The Field is vast enough, the Materials are Splendid enough, and the subject is of Weight enough to employ the greatest Scholar of the Age, for Seven Years.— I am no great Scholar and have had but a few Months time. but I hope the Men of Genius & Science in America will pursue the subject to more Advantage.

by the hurry and precipitation, with which the Work was undertaken conducted and compleated, I have been obliged to be too inattentive both to Method and the ornaments of Style, for the present Taste of our Countrymen: for I perceive that Taste and Elegance are the Cry.— This appears to me like establishing Manufactures of Lace, Fringe & Embroidery in a Country before there is any of Silk, Velvet or Cloth.— Our Countrymen are by no means advanced enough in Solid Science and Learning in Mathematicks & Philosophy, in Greek & Latin to devote so much of their Time to Rhetorick. The ignorance of old Mummius, who threatned the Master of the Ship to compell him to replace the Paintings of Apelles if he lost them would become Us much better.2 I am no Ennemy to Elegance. but I Say no Man has a right to think of Elegance, till he has secured Substance—nor then to Seek more of it, than he can afford. That Taste which for its Gratification will commit Knavery & run in debt beyond the Ability to pay, merits execration. That Elegance 544 which devours Honour, Truth and Independency: which Scorns Reputations, and can reconcile itself to ignominy, public or private is a Monster that Hercules ought to destroy.

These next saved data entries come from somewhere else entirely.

PR #6698, opened 2022-03-23
docs: fix table garbled

hf400159:
In the Apache APISIX official website, this table format error, because there is no blank line between the table and the text.

image


liangliang4ward:
hi. In this https://github.com/apache/apisix/pull/6668/files#diff-379fb7b0afff59b9ef8020983270b775f669391bb7d0f585ad9fd32c462f9dd9

the table head I already fixed.  

and "可选" -> “否”，I think we should after unify document style to modify.

@juzhiyuan What do you think?

hf400159:
> hi @hf400159 . In this https://github.com/apache/apisix/pull/6668/files#diff-379fb7b0afff59b9ef8020983270b775f669391bb7d0f585ad9fd32c462f9dd9
> 
> the table head I already fixed.
> 
> and "可选" -> “否”，I think we should after unify document style to modify all docs
> 
> @juzhiyuan What do you think?

ok，I will close

Issue #3039, opened 2020-12-14
request help: question about time zone


ziyou434:
### Issue description
I find there are some code about time zone，but I don't know what they can do or where they can be use.
```
containers:
        - env:
            - name: TZ
              value: "Asia/Shanghai"

...

hostPath:
            path: /etc/localtime
            type: File
          name: localtime
```
My company is sensitive to time zone，I want to insure these configs  have no effect .

### Environment

* apisix version (cmd: `apisix version`): 2.0
* OS: linux

spacewander:
```
hostPath:
            path: /etc/localtime
            type: File
          name: localtime
```

This part of code mounts the host's /etc/localtime to the pod. Quoted from the doc:
> If the TZ environment variable does not have a value, the operation chooses a time zone by default. In the GNU C Library, the default time zone is like the specification ‘TZ=:/etc/localtime’ (or ‘TZ=:/usr/local/etc/localtime’, depending on how the GNU C Library was configured; see Installation). Other C libraries use their own rule for choosing the default time zone, so there is little we can say about them.

https://www.gnu.org/software/libc/manual/html_node/TZ-Variable.html

```
containers:
        - env:
            - name: TZ
              value: "Asia/Shanghai"
```
I think we should remove this, since it is bad idea to hard code timezone. 
@membphis @gxthrj What about your guys' opinion?

moonming:
agree, we can not hard code TZ

PR #6705, opened 2022-03-24
docs: FAQ add items for modifying the timezone

Gallardot:
### Description

ref https://github.com/apache/apisix-helm-chart/pull/232

### Checklist

### DIFF
--- a/docs/zh/latest/FAQ.md
+++ b/docs/zh/latest/FAQ.md
@@ -566,3 +566,23 @@ apisix:
 
  - 插件实例作用范围：`plugin-metadata` 作用于该插件的所有配置实例。`plugin-configs` 作用于其下配置的插件配置实例。
  - 绑定主体作用范围：`plugin-metadata` 作用于该插件的所有配置实例绑定的主体。`plugin-configs` 作用于绑定了该 `plugin-configs` 的路由。
+
+## 如何修改APISIX的时区
+
+你可能需要将APISIX的时区设置为与你本地时区一致，否则在检索APISIX日志的时候会得到不一致的时区的日志数据，特别在你使用apisix日志插件的时候。
+
+如若你是通过 RPM 仓库或者源码方式安装部署，你需要在服务器上执行如下的命令再启动 APISIX 。
+```shell
+export TZ='Asia/Shanghai'
+apisix start
+```
+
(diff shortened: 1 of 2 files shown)


docs/zh/latest/FAQ.md
```diff
@@ -566,3 +566,24 @@ apisix:
 
  - 插件实例作用范围：`plugin-metadata` 作用于该插件的所有配置实例。`plugin-configs` 作用于其下配置的插件配置实例。
  - 绑定主体作用范围：`plugin-metadata` 作用于该插件的所有配置实例绑定的主体。`plugin-configs` 作用于绑定了该 `plugin-configs` 的路由。
+
+## 如何修改APISIX的时区
```
juzhiyuan, line 570:
```suggestion
## 如何修改 Apache APISIX 的时区
```

docs/zh/latest/FAQ.md
```diff
@@ -566,3 +566,24 @@ apisix:
...
+
+你可能需要将 APISIX 的时区设置为与你本地时区一致，否则在检索 APISIX 日志的时候会得到不一致的时区的日志数据，特别在你使用 APISIX 日志插件的时候。
```
juzhiyuan, line 572: Hi, just to make sure: is it's necessary to use the same timezone as local? If yes, then please use `必须` or `应当` instead of `可能`.

juzhiyuan (commented):
BTW, please update this PR's checklist, thanks!

docs/zh/latest/FAQ.md
Gallardot: > Hi, just to make sure: is it's necessary to use the same timezone as local? If yes, then please use `必须` or `应当` instead of `可能`.

@juzhiyuan 
I think it depends on the user's actual situation. After all, in the current APISIX Docker image, the default time zone is UTC, but our own scene needs to use the same timezone as local. To make it easier to view the logs.

So I think `可能` is OK.

juzhiyuan: Just a little confusing for me, cc @bzp2010 to have a check. 😅

moonming:
the same as https://github.com/apache/apisix/issues/3039

moonming:
I am not sure we need to add this to FAQ for Apache APISIX

Gallardot:
> I am not sure we need to add this to FAQ for Apache APISIX

@tokers PTAL.

PR #6807, opened 2022-04-08
fix: inappropriate default timeout of syslog schema

nic-6443:
### Description

We use 3 as the default timeout configuration in the syslog plugin. This configuration will eventually be used as the timeout configuration of the lua-resty-logger-socket library, and its unit is milliseconds. 

It is obviously inappropriate to use 3 milliseconds as the default configuration, because it is easy to trigger a timeout. I think the author of the syslog plugin should have mistakenly thought that the timeout unit in lua-resty-logger-socket is seconds, so 3 is used as the default value.

So this PR modifies the default value to 3000, and clarifies the timeout unit in the documentation.

https://github.com/apache/apisix/blob/51eec3ea64bba464ab4a6741acc318c502cab26c/apisix/plugins/syslog.lua#L36

https://github.com/apache/apisix/blob/51eec3ea64bba464ab4a6741acc318c502cab26c/apisix/plugins/syslog.lua#L90-L101

https://github.com/cloudflare/lua-resty-logger-socket/blob/master/README.md?plain=1#L102-L104
> timeout
>
> Sets the timeout (in ms) protection for subsequent operations, including the connect method. Default value is 1000 (1 sec).

### Checklist


spacewander (dismissed):

spacewander (approved):

starsz (approved):
Good capture.

leslie-tsang (approved):

shuaijinchao (approved):

PR #6811, opened 2022-04-08
fix: add support for multi-header with same key

rampagecong:
### Description

add support for multi-header with same key like `set-cookie`

Fixes # (issue)
https://github.com/apache/apisix-go-plugin-runner/issues/74
### Checklist

### DIFF
--- a/t/lib/ext-plugin.lua
+++ b/t/lib/ext-plugin.lua
@@ -367,12 +367,14 @@ function _M.go(case)
             local action = http_req_call_rewrite.End(builder)
             build_action(action, http_req_call_action.Rewrite)
 
-        elseif case.rewrite_resp_header == true or case.rewrite_vital_resp_header == true then
+        elseif case.rewrite_resp_header == true or case.rewrite_vital_resp_header == true or case.rewrite_same_resp_header then
             local hdrs = {
                 {"X-Resp", "foo"},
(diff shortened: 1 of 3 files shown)


rampagecong:
@spacewander Could you please take a look?

t/lib/ext-plugin.lua
```diff
@@ -373,6 +373,40 @@ function _M.go(case)
                 {"X-Req", "bar"},
                 {"Content-Type", "application/json"},
                 {"Content-Encoding", "deflate"},
+                {"X-Same", "one"},
```
spacewander, line 376: We don't need X-Same for other header tests?

rampagecong: Sorry, I optimized the code.I divided it into three test cases based on this feature.
TEST 19: rewrite response header and call the upstream service
TEST 20: rewrite non-important response headers and call the upstream service
TEST 25: rewrite same response headers and call the upstream service

spacewander (approved):

t/lib/ext-plugin.lua
spacewander: Don't worry, it's just a small problem.

spacewander:
@rampagecong 
Could you apply the same fix to other headers? Thanks!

If the Courts of Justice must be Stopped at the Point of the Bayonet, if the Laws must be trampled under foot to Satisfy Elegance, it is a Dæmon that ought to be sent back to Hell.3

Libertatem, Amicitiam, Fidem, præcipua humani Animi bona.4 These are essential to human Happiness. Finery, of every kind may be dispensed with, untill it can be reconciled to the other.

Yours affectionately

John Adams.

RC (NN:John Adams Letters and Documents); internal address: “Hon. Richard Cranch.”; endorsed: “From his Excy. / Jno Adams Esqr. / Jany: 15th. 1787.” LbC (Adams Papers); APM Reel 113.

1.

On this date JA also wrote to Cotton Tufts, informing him that the London bookseller Charles Dilly was sending him and Isaac Smith Sr. copies of the first volume of his Defence of the Const. (Adams Papers). JA provided a list of those to whom copies should be distributed that included his sons and Cranch. Tufts replied on 15 May (Adams Papers), reporting that the books had been distributed to the people indicated in JA’s letter and to others as determined by himself, Cranch, and Smith. See also note 3. For more on the Defence of the Const., see Descriptive List of Illustrations, No. 8, above.

2.

In 146 B.C., as part of his campaign to organize the province of Macedonia, the Roman praetor Lucius Mummius destroyed Corinth. He looted the artwork of portrait painter Apelles (fl. 332 B.C.) and others as gifts for supporters, or to be displayed in Rome. JA refers here to a popular critique of Mummius, who was so “ignorant” of art that he warned his troops to “replace” any works lost or broken in transit (P. T. Sandhurst, ed., The Table Book of Art: A History of Art in All Countries and Ages, N.Y., 1880, p. 11; Oxford Classical Dicy. ).

3.

In his letter to Tufts, JA wrote more forcefully of the “Dæmon of Discord” that symbolized Shays’ Rebellion, but he dismissed the insurgents’ long-term impact on Massachusetts political life. “If the good People of our State, are not disposed to surrender their Liberties and Safety and the Rights of Posterity into the hands of a few drunken Horse Jockeys, they will think it time to Support a Government which is worthy of them, not withstanding that philosophical Nonsense has been propagated among them, in Aid of Horse Jockey Knavery.”

4.

JA paraphrases Tacitus, Histories, Book 1.15, lines 22–24: You will hold liberty, friendship, and fidelity as the highest goods of the human soul.